AIssues There are larger questions about South Africa’s future wildlife, with its large and charismatic animals having rebounded. Many are in private hands: According to the government report today, there are 9,000 private Game Ranches in South Africa that cover approximately 50 million acres.
Concerns about equity have been raised by the rapid growth of private game reserve. According to the report, South Africa is among the most unequal societies in the world. World BankConsequently, land ownership patterns are still skewed in favor the White minority.
According to the government policy document, many communities with historical ties have been excluded from the current conservation arrangement. “The forceful removal of people from the land led to the current South African ‘Wildlife Model,’ the report says, “where the largest percentage of wildlife land is owned by the White minority and by the state, with few wildlife resources on community lands.”
Critics note that these conservation conflicts are occurring amid persistent government failures, which they claim is a result of failing to implement land reforms. “The disparities in ownership in the wildlife industry somewhat reflects what we see in other sub-sectors of agriculture, where participation of Black farmers remains marginal,” said Wandile Sihlobo, the chief economist at the Agricultural Business Chamber of South Africa and author of a recent book on land reform in the country.

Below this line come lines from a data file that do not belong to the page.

PR #17235, opened 2024-11-20
[59539] Add automatic scheduling mode

cbliard:
# Ticket

https://community.openproject.org/wp/59539

(Part of https://community.openproject.org/wp/42388)

# Pull preview

Available here: https://pr-17235-42388-new-autom-ip-3-70-132-70.my.preview.run/

What works:
* work packages are manually scheduled by default
* work packages being automatically scheduled are always moved to their soonest start date
  * unless they are parent, in which case they follow their children's dates. If children are automatically scheduled, it behaves as expected
* work package switches to automatic mode when becoming a successor
* work package switches to manual mode when no longer a successor

What's next:
* switch scheduling mode to automatic when becoming a parent.

What's missing:
* forbid dates modifications when in automatic scheduling mode
  * disable inputs in date picker
* automatic rescheduling of a successor manually scheduled when switching to automatic
* [x] automatic rescheduling of a successor with 2 predecessor when the closest relation is deleted
  * [ ] automatic switch child of successor from automatic to manual when latest predecedes relation is deleted. successor keeps automatic because it has children

Implement new automatic scheduling mode

Migration:
- [x] Work packages are manually scheduled by default
- [x] Data migration in a separate job
  - [x] All non-successor and non-parent work packages are switched to manual scheduling mode to preserve their dates
  - [x] Closest follows relations have lag adjusted to preserve their dates if a rescheduling happens

Logic changes:
- [X] Parent dates and ignore non-working days attribute are derived from all children regardless of their scheduling mode (before, only automatically scheduled children were considered)
Feature implementation:
- [x] When scheduling happens, a work package is moved to its soonest date.
- [x] When some non-working days are removed, successor need to be rescheduled if the relation from predecessor to successor covers a removed non-working day
- [x] When last predecessor is removed, the successor switches to manual if it has dates, and keeps automatic if it does not have dates (`spec/services/work_packages/set_schedule_service_working_days_spec.rb:374`)

## Screenshots

TBD

TBD

# Merge checklist

- [X] Added/updated tests


cbliard:
Both failing tests are passing locally.

Merging.

PR #17236, opened 2024-11-20
Implementation/59466 change data model to allow start and end times for time entries

klaustopher:
# Ticket
https://community.openproject.org/projects/stream-time-and-costs/work_packages/59466/github

## Screenshots

# Merge checklist

- [ ] Added/updated tests


app/models/journal/base_journal.rb
```diff
@@ -37,7 +37,7 @@ def journaled_attributes
   end
 
   def self.journaled_attributes
-    @journaled_attributes ||= column_names.map(&:to_sym) - excluded_attributes
+    @journaled_attributes ||= columns.reject(&:virtual?).map { |col| col.name.to_sym } - excluded_attributes
```
klaustopher, line 40: I actually planned to add virtual attributes here, but I will do this later. But I think it makes sense in general, when we have virtual columns in the journal stuff, we should not try to back this up

oliverguenther (approved):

The government panel calls for the eradication of fences that separate many conservation areas as part of its vision. The report envisions “an authentic wild sense of place” with “larger contiguous areas containing vibrant self-sustaining populations” of elephants, buffalos, lions, leopards, rhinos, and other species.
That’s far from the present reality: In South Africa all megafauna except leopards are contained in fenced areas of some kind. And the government panel’s broader vision of wildness has elicited some skepticism from conservationists—and private rhino owners. In a written submission raising objections to the new policy, PROA argues that “human beings in South Africa and across the world simply do not have the luxury of a utopian concept of wild animals roaming across millions of hectares of unfenced, uninhabited, and human-free plains.”

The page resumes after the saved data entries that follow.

PR #17237, opened 2024-11-20
[chore] render item shorts in value selector

Kharonus:
- the hierarchy item value selector does not render shorts yet, but we want them

## Screenshots
image

- the select component renders HalResource arrays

Momberg sent an email explaining that Barbara Creecy, minister for Forestry, Fisheries and the Environment, preferred not comment. She also explained that officials are still reviewing public comments to the proposal.
For now, Hume’s rhino breeding operation is continuing to grow. On a recent morning, Otto and other Hume employees prepared to dehorn 19 bulls—a brisk, clinical undertaking.
Although rhinos are kept on a ranch with careful management, they can still be dangerous. Otto fired a dart at each rhino with a tranquilizer gun-like weapon from her Toyota Landcruiser’s window. It was usually about 50 yards away. A member of the crew, which could have been up to 15, pulled a blindfold over the rhino’s eyes as it wobbled. Several men then ran in to help the animal stand upright. Once the rhino was lying on its chest, one of the ranch’s managers used a hand-held electric saw to do the trimming.
“We are cutting above the growth plate,” Otto said as the saw sliced through the horn of a 2-ton bull. “The section they are trimming is excess horn that contains no blood vessels or nerves.”
After trimming the rhino, Otto injected an antidote into the tranquilizer.
“You don’t want to be next to him when he wakes up,” she cautioned. Although the situation was not natural, a rhino is a rhino.